# Notebook 2: Direct Speech Extraction

In this notebook, direct speech was extracted. We used the basic assumption that in Japanese texts, direct speech is enclosed in quotation marks 「」. This corresponds with the standards of modern Japanese language. Other marks such as 『』 and 〈〉 are used for emphasis, proper names, or book titles, for example.

For European languages, Byszuk et al. estimated rule-based direct speech extraction. For languages with clear typographic conventions, like English, the regex-based system achieved high precision and recall (around 0.98 and 0.99, respectively).
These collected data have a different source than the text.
PR #1020, opened 2022-05-26
fix(ui-a11y-utils,ui-dialog,ui-modal): calling stale callbacks

Brailor:
Closes: INSTUI-3490

TEST PLAN:
use https://codesandbox.io/s/functional-comp-based-modal-dismiss-lph8yt as a base, then place the code in our docs app and verify that the fix works

### DIFF
--- a/packages/ui-a11y-utils/src/FocusRegion.ts
+++ b/packages/ui-a11y-utils/src/FocusRegion.ts
@@ -61,8 +61,11 @@ class FocusRegion {
     this._id = uid()
   }
 
-  updateElement(element: Element | Node) {
+  updateElement(element: Element | Node, options?: FocusRegionOptions) {
     this._contextElement = element
+    if (options) {
+      this._options = options
+    }
     if (this._keyboardFocusRegion) {
       this._keyboardFocusRegion.updateElement(element)
     }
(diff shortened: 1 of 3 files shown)


packages/ui-a11y-utils/src/FocusRegion.ts
```diff
@@ -61,8 +61,11 @@ class FocusRegion {
...
 
-  updateElement(element: Element | Node) {
+  updateElement(element: Element | Node, options?: FocusRegionOptions) {
     this._contextElement = element
+    if (options) {
+      this._options = options
+    }
     if (this._keyboardFocusRegion) {
       this._keyboardFocusRegion.updateElement(element)
     }
```
Brailor, line 71: This was the issue:
the `FocusRegion`'s `this._options` are holding the callback references (such as `onDismiss`) for `Dialog`.
For some reason these callback references were not in sync with the actual state of the `Dialog` and were holding the same reference from the first time `Dialog` was mounted in the dom, thus were calling stale functions with stale state values.
This issue for some reason was only an issue for function based components.

matyasf (approved):

HerrTopi (approved):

We can expect robust results with Japanese, as its direct speech marking is well-conventionalized.


In [20]:
import os
import re
import random

This regex sufficies the convention of marking direct speech in the modern Japanese language.

In [21]:
def ds_extract(input_text:str):
    """extracts direct speech from an input text"""
    pattern = r'「(.*?)」'
    direct_speech = re.findall(pattern, input_text, re.DOTALL)
    return "\n".join(direct_speech)

Here, the corpus of extracted direct speech is composed.

In [None]:
folders = os.listdir("preprocessed_texts")
for subfolder in folders:
    if not os.path.exists(f"direct speech\\{subfolder}"):
        os.makedirs(f"direct speech\\{subfolder}")
    
    subfolder_files = os.listdir(f"preprocessed_texts\\{subfolder}")
    for doc in subfolder_files:
        with open(f"preprocessed_texts\\{subfolder}\\{doc}", encoding="utf-8") as file:
            text = file.read()
        direct_speech = ds_extract(text)   
        with open(f"direct speech\\{subfolder}\\{doc}", encoding="utf-8", mode="w") as file:
            file.write(direct_speech)

Random sampling of direct speech from the entire corpus. 2 lines from each text.

In [23]:
def random_ds(input_text:str):
    "returns two random direct speech sentences if the length is above 2"
    sents = input_text.split("\n")
    if len(sents) > 4:
        return random.sample(sents,4)
    else:
        return sents
 

In [24]:
random_sampling =[]
folders = os.listdir(f"direct speech")
for folder in folders:
    files = os.listdir(f"direct speech\\{folder}")
    for doc in files:
        with open (f"direct speech\\{folder}\\{doc}", encoding="utf-8") as file:
            text = file.read()
        random_sampling += random_ds(text)
with open ("direct speech sampling JA new.txt", encoding="utf-8", mode="w") as file:
    file.write("\n".join(random_sampling))

In [26]:
def aus_extract(input_text:str):
    """extracts author's speech from an input text"""
    pattern = r'「(.*?)」'
    pre_author_speech = re.sub(pattern, "", text)
    author_speech = re.sub("\n\n","\n",pre_author_speech)
    return author_speech
    

In [27]:
folders = os.listdir("preprocessed_texts")
for subfolder in folders:
    if not os.path.exists(f"author's speech\\{subfolder}"):
        os.makedirs(f"author's speech\\{subfolder}")
    
    subfolder_files = os.listdir(f"preprocessed_texts\\{subfolder}")
    for doc in subfolder_files:
        with open(f"preprocessed_texts\\{subfolder}\\{doc}", encoding="utf-8") as file:
            text = file.read()
        direct_speech = aus_extract(text)   
        with open(f"author's speech\\{subfolder}\\{doc}", encoding="utf-8", mode="w") as file:
            file.write(direct_speech)


random sampling of author's speech

In [28]:
def random_aus(input_text:str):
    "returns two random author's speech sentences if the length is above 2"
    sents = input_text.split("\n")
    if len(sents) > 4:
        return random.sample(sents, 4)
    else:
        return sents

In [29]:
random_sampling =[]
folders = os.listdir(f"author's speech")
for folder in folders:
    files = os.listdir(f"author's speech\\{folder}")
    for doc in files:
        with open (f"author's speech\\{folder}\\{doc}", encoding="utf-8") as file:
            text = file.read()
        random_sampling += random_aus(text)
with open ("author's speech sampling JA new.txt", encoding="utf-8", mode="w") as file:
    file.write("\n".join(random_sampling))

### References
Byszuk, Joanna, et al. “Detecting Direct Speech in Multilingual Collection of 19th-Century Novels.” Proceedings of 1st Workshop on Language Technologies for Historical and Ancient Languages, European Language Resources Association, 2020, pp. 100–04.